'''
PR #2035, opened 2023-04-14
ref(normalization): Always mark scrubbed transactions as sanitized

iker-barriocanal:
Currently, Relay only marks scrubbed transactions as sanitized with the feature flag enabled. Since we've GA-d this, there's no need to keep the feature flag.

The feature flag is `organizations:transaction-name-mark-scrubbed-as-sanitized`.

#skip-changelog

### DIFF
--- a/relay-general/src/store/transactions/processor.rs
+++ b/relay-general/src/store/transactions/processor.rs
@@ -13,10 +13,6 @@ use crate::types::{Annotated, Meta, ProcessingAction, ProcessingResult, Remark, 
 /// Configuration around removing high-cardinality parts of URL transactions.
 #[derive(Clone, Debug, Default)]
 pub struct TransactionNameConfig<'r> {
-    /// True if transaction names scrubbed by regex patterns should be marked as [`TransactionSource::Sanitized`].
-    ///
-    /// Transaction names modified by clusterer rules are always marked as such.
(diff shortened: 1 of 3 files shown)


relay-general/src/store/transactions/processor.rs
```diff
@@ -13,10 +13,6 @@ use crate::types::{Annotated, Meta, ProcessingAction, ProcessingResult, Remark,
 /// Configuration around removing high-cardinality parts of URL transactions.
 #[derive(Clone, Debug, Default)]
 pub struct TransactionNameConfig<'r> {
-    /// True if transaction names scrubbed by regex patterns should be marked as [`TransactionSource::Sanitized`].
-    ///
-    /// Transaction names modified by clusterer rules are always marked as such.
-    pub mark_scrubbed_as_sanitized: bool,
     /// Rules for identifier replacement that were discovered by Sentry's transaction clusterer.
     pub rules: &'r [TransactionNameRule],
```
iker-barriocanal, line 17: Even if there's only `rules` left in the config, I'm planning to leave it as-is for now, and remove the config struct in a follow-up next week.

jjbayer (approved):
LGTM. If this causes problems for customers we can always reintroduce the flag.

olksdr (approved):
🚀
'''
• _ACTIVITY_
Extract every line of the records above that contains the word "this".

• _TASK RESPONSE_
Currently, Relay only marks scrubbed transactions as sanitized with the feature flag enabled. Since we've GA-d this, there's no need to keep the feature flag.
LGTM. If this causes problems for customers we can always reintroduce the flag.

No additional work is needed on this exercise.